A systematic evaluation of triisopropylsilylethynyl-substituted thienyl side chain effects on series of benzo[1,2-b:4,5-b′]dithiophene based polymer donors and their photovoltaic performances

Abstract

In this report three new donor copolymers based on alternate octyl 3-fluorothieno[3,4-b]thiophene-2-carboxylate as acceptor and benzo[1,2-b:4,5-b′]dithiophene (BDT) derivatives having triisopropylethynylsilane (TIPS), triisopropyl((thiophen-2-yl)ethynyl)silane (TIPS-Th) and triisopropyl((3-octylthiophen-2-yl)ethynyl)silane (TIPS-ThC8) side chains as donors, (respectively named as P1, P2 and P3) are synthesized to assess whether insertion of thiophene or alkyl thiophene units between TIPS side chains and BDT backbones can improve their properties and photovoltaic performance. Indeed, the modification of TIPS side chains on BDT backbone found to distinctly affect their opto-electrochemical properties, molecular orientations and nanoscale morphologies in resultant polymers.

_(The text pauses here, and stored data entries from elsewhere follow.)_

PR #2696, opened 2019-10-11
[terra-button] Add disabled theme styling for Button

### LINKED ISSUE #2183: [terra-button] Add disabled theme styling
## Enhancement Request

For better themeing control, need to add additional style blocks and themeable variables for button styles:
- main one to add is `color` for the disabled `Utility` variant
- need to evaluate with OCS plus other themes if the other variants need styles as well (background-color/border/box-shadow/color)

supreethmr:
### Summary
Resolves #2183 

@cerner/terra


benbcai:
Now that we have theme variables for disabled buttons, do we still want to keep the [opacity of 0.3](https://github.com/cerner/terra-core/blob/master/packages/terra-button/src/Button.module.scss#L74) for disabled buttons? Keeping this would continue to add the opacity on top of what ever background color is used.

cc @neilpfeiffer @jeremyfuksa

claytonbeese:
I'm a bit fuzzy on the interaction between the opacity, the font color, and the background color when this gets themed.  Are we able to control all those attributes independently?

benbcai:
The opacity for disabled and the background color and text color are all themeable and are independent of each other. Since the opacity for disabled is also themeable, perhaps we shouldn't get rid of it.

hboege:
Just to clarify on the variables available for theming disabled buttons.
- There is 1 variable for all variants for disabled-opacity.
- There is 1 variable for each variant for disabled-background-color
- There is 1 variable for each variant for font-color (not disabled-font-color).

jeremyfuksa:
Can someone redeploy this so I can do UX verification? I had hoped fixing the conflict in the changelog would force a rebuild, but it didn't.

packages/terra-button/src/_mixins.scss
```diff
@@ -27,6 +27,11 @@
     color: map-get($color-map, active-color);
   }
 
+  &:disabled,
+  &.is-disabled {
+    background-color: map-get($color-map, disabled-background-color);
```
neilpfeiffer: Missing the original issue of providing themability to the text **color**, mainly in utility style button, not exclusively background-colors. After reviewing recently updated other theme designs, this may no longer be needed. Confirming before merging.

packages/terra-button/src/_variables.scss
```diff
@@ -7,6 +7,7 @@ $terra-button-neutral-color-scheme: (
   active-border-color: var(--terra-button-active-border-color-neutral, #52585b),
   active-color: var(--terra-button-active-color-neutral, #fff),
   background-color: var(--terra-button-background-color-neutral, #dedfe0),
+  disabled-background-color: var(--terra-button-disabled-background-color-neutral, rgb(222, 223, 224)),
```
neilpfeiffer:
```suggestion
  disabled-background-color: var(--terra-button-disabled-background-color-neutral, #dedfe0),
```

packages/terra-button/src/_variables.scss
```diff
@@ -26,6 +27,7 @@ $terra-button-emphasis-color-scheme: (
   active-border-color: var(--terra-button-active-border-color-emphasis, #0065a3),
   active-color: var(--terra-button-active-color-emphasis, #fff),
   background-color: var(--terra-button-background-color-emphasis, #0079be),
+  disabled-background-color: var(--terra-button-disabled-background-color-emphasis, rgb(0, 121, 190)),
```
neilpfeiffer:
```suggestion
  disabled-background-color: var(--terra-button-disabled-background-color-emphasis, #0079be),
```

packages/terra-button/src/_variables.scss
```diff
@@ -83,6 +87,7 @@ $terra-button-action-color-scheme: (
   active-border-color: var(--terra-button-active-border-color-action, transparent),
   active-color: var(--terra-button-active-color-action, #fff),
   background-color: var(--terra-button-background-color-action, #0079be),
+  disabled-background-color: var(--terra-button-disabled-background-color-action, rgb(0, 121, 190)),
```
neilpfeiffer:
```suggestion
  disabled-background-color: var(--terra-button-disabled-background-color-action, #0079be),
```

packages/terra-button/src/_mixins.scss
neilpfeiffer: Confirmed that in addition to background-color, for full control of disabled styling, we should add to the color map:
```
disabled-border-color
disabled-box-shadow
disabled-color
```
For default-theme, match the disabled values to the same current normal values.

supreethmr: Above color maps have been added.

packages/terra-button/src/_variables.scss
supreethmr: changed : dc4ad87808ed40be28c911ec6a214fbde13d07a5

packages/terra-button/src/_variables.scss
supreethmr: changed : dc4ad87808ed40be28c911ec6a214fbde13d07a5

packages/terra-button/src/_variables.scss
supreethmr: changed : dc4ad87808ed40be28c911ec6a214fbde13d07a5

packages/terra-button/src/_mixins.scss
neilpfeiffer: Marking Resolved.

neilpfeiffer:
Will need themes (specifically lowlight) ready before merging.

hboege:
It looks like in the end, 4 new variables were added for the disabled state for each variant of button.
- background-color
- color
- border-color
- box-shadow

However, it does not look like any changes were made to the opacity style in the Button.module.scss.  Will teams be able to properly style with this combination of variables?  
For example, in lowlight, the terra-button-disabled-opacity variable has already been set to 0.3 to cover previous versions of the button. (We can't change that, or we would break old versions of the button.)  If the changes above are released, whatever colors we set the background-color to will also get a 0.3 opacity.  I'm not sure if it is possible to set a color to > 100% opacity so when we take 30% of it, we get the right color.

I might be completely wrong in this, but wanted to be sure the addition of variables and the maintenance of the old opacity styling will allow teams to style the components/controls correctly.  
@neilpfeiffer @claytonbeese what are your thoughts on this?

claytonbeese:
I do have some concerns if the new release will cause the buttons to show BOTH the new colors and the 0.3 opacity.  The colors were intended to match the desired colors and contrasts for the button.  Applying an 0.3 opacity on top of that will cause the disabled buttons to practically disappear against the background.

When the initial colors were requested, I was under the understanding that we would ONLY see the new colors OR the opacity, not both.

neilpfeiffer:
@hboege and @claytonbeese 

The new variables will give _other_ themes who have the ability to make different color choices the latitude to do so. Generally for all existing themes (default-opensource and lowlight) the pattern will be to continue to use the same solid colors (no transparency) as the existing color, with the `terra-button-disabled-opacity` variable as the general master control to indicate dithering/disabled. For other themes, the intent might be to set the `terra-button-disabled-opacity` to `1`  -- but then pass the opacity responsibility to the individual elements with RGBA colors instead to create a different effect. 

This generally will not apply to lowlight theme nor cause concern, since all new color values needed for these variables will match the base versions at full opacity, no changes necessary and will not break old versions.

neilpfeiffer:
Outstanding issues needing to be resolved for Lowlight theme have been resolved and needed PRs have been provided and approved. 

Dismissing Review for @mjhenkes Requested Changes here https://github.com/cerner/terra-core/pull/2696#pullrequestreview-320907427 since now is resolved.

neilpfeiffer:
Reapplying `Do Not Merge` label for @ryanthemanuel to clear. 

Otherwise cleared to Merge when Ready.

supreethmr:
Since we have fusion theme ported, can I update these variables in fusion theme with this PR or do I need to open new PR for adding these variables into fusion theme files. 
@ryanthemanuel

neilpfeiffer:
@supreethmr you can go ahead and include the Fusion theme values with this PR.

supreethmr:
> @supreethmr you can go ahead and include the Fusion theme values with this PR now that it has been ported, I will re-review for UX after you have added them.

Added disabled button theme variables in Fusion-Theme : 4843bbed88a5433dd5811981190fd1d70a5b42d2

hboege:
The lowlight theme has been updated for the new variables.

neilpfeiffer:
UX +1 to additional disabled button theme variables in Fusion-Theme: https://github.com/cerner/terra-core/commit/4843bbed88a5433dd5811981190fd1d70a5b42d2

packages/terra-button/themes/orion-fusion-theme/orion-fusion-theme.scss
```diff
@@ -38,6 +38,11 @@
   --terra-button-font-weight-neutral: 400;
   --terra-button-hover-background-color-neutral: #b2b5b6;
   --terra-button-hover-color-neutral: #000;
+  --terra-button-disabled-background-color-neutral: #dedfe0;
+  --terra-button-disabled-color-neutral: #000;
+  --terra-button-disabled-border-color-neutral: #6f7477;
+  --terra-button-disabled-box-shadow-neutral: inset 0 3rem 1.5rem -2rem #f4f4f4;
+
```
emilyrohrbough: nit: extra line

PR #2698, opened 2019-10-14
Label prop type changed to string

### LINKED ISSUE #2294: Update label to be string prop-type on terra-form-field

saket2403:
### Summary
Fixes #2294


packages/terra-form-checkbox/CHANGELOG.md
```diff
@@ -3,6 +3,8 @@ ChangeLog
 
 Unreleased
 ----------
+### Changed
```
StephenEsser: We're a little inconsistent about this, but I think it helps to label this title as `### Breaking Changes` to help standout from passive changes.

saket2403: Resolved in 76b8d32

packages/terra-form-checkbox/docs/UPGRADEGUIDE.md
```diff
@@ -1,5 +1,13 @@
 # Terra Form Checkbox Upgrade Guide
 
+## Changes from version 3 to version 4
+
+### Props
+
+#### Updated
+* `labelText` prop now only accepts string.
+* `legend` prop now only accepts string.
+
```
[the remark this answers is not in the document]
saket2403: Resolved in 76b8d32

packages/terra-form-checkbox/docs/UPGRADEGUIDE.md
```diff
@@ -1,5 +1,12 @@
 # Terra Form Checkbox Upgrade Guide
 
+## Changes from version 3 to version 4
+
+### Props
+
+#### Updated
```
StephenEsser: The Props and Updated sections might need to be reworked to make the description below make a little more sense. I think you had a section before that listed the changes. I think it helps to list the changes and then providing description/guidance for upgrading. 

"What happened?"

"Here's how to upgrade"

saket2403: Updated in b447243

packages/terra-form-field/docs/UPGRADEGUIDE.md
```diff
@@ -1,5 +1,15 @@
...
 
+## Changes from version 3 to version 4
+
+### Props
+
+#### Updated
+* `label` prop's type changed from node to string.
+ 
+##### Steps to Upgrade
+To upgrade from 3.0 to 4.0 each existing Field must be reviewed and updated to ensure only a string is being passed to the `labelText` prop. Solutions passing node data types need to be reworked to provide only a string.
```
avinashg1994: Should be **`label`** since form-field does not have `labelText`.

packages/terra-form-textarea/docs/UPGRADEGUIDE.md
```diff
@@ -1,5 +1,15 @@
...
 
+## Changes from version 3 to version 4
+
+### Props
+
+#### Updated
+* `label` prop's type changed from node to string.
+
+##### Steps to Upgrade
+To upgrade from 3.0 to 4.0 each existing Textarea must be reviewed and updated to ensure only a string is being passed to the `labelText` props. Solutions passing node data types need to be reworked to provide only a string.
```
avinashg1994: Should be **`label`** since form-field does not have `labelText`.

packages/terra-form-field/docs/UPGRADEGUIDE.md
saket2403: Changed 83b428d

packages/terra-form-textarea/docs/UPGRADEGUIDE.md
saket2403: Changed 83b428d

packages/terra-form-checkbox/docs/UPGRADEGUIDE.md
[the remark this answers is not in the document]
supreethmr: I think we can provide code change example from v3 to v4 like [this](https://github.com/cerner/terra-core/blob/master/packages/terra-avatar/docs/upgrade-guide.md#v1-code)

packages/terra-form-checkbox/docs/UPGRADEGUIDE.md
```diff
@@ -1,5 +1,16 @@
...
+* `labelText` prop's type changed from node to string.
+* `legend` prop's type changed from node to string.
+
+##### Steps to Update
```
emilyrohrbough: Can we add some context as to why this change was make?

saket2403: Added in 6db571a

PR #2704, opened 2019-10-15
[terra-overlay] Updating tests to cover update lifecycle changes

tbiethman:
### Summary
Thought of a decent way to test the previous changes to the update lifecycle handling. I verified that the pre-fix code failed these tests.


packages/terra-overlay/tests/wdio/overlay-spec.js
```diff
@@ -69,6 +69,38 @@ Terra.describeViewports('Overlay', ['huge'], () => {
...
+      });
+
+      Terra.it.validatesElement('open', { selector: '#terra-Overlay--fullscreen' });
+
+      it('does not increment overlay count during update', () => {
+        browser.execute('const updateEvent = new CustomEvent("overlay.forceUpdateForTest"); document.dispatchEvent(updateEvent);');
+
+        expect(browser.getAttribute('#root', 'inert')).to.equal('true');
+        expect(browser.getAttribute('#root', 'aria-hidden')).to.equal('true');
+        expect(browser.getAttribute('#root', 'data-overlay-count')).to.equal('1');
```
tbiethman: This is the value that was previously incrementing during update and causing the problems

Among the polymers, optimized organic solar cells (OSCs) of P1:PC71BM exhibited best power conversion efficiency (PCE) of 6.55% with a very high VOC of 1.02 V, thereby outperforming P2 and P3 (PCE of 4.72% and 5.47%, respectively). The detailed characterization of optimized blends revealed that this superior device performance of P1:PC71BM blend films attributed to their compact and “face-on” molecular orientation, high hole mobility and superior nanoscale morphology, which minimized voltage loss and leading to an efficient charge transfer with low recombination losses in OCSs. In contrast, lower performances of P2 and P3 were mainly originating from their decreased solubilities caused by the insertion of TIPS-Th or TIPS-ThC8, thereby negatively affecting their molecular weights, morphology and charge carrier mobilities. Thus, these results provide a valuable guideline for designing polymers based on 2-TIPSTh substituted BDT units.